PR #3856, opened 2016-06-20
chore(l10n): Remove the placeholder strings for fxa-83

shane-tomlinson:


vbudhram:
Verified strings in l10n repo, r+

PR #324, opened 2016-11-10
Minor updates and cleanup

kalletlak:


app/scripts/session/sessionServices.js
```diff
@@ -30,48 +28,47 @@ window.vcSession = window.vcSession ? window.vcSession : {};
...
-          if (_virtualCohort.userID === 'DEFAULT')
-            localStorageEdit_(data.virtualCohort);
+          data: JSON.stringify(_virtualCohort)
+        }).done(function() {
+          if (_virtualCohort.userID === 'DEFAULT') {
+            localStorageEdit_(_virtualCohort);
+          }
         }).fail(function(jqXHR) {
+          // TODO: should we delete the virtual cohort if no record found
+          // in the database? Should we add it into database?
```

▸ **Task item**
How many lines of the listing above hold the string "strings"? Answer with the number alone.

▸ **Answer box**
2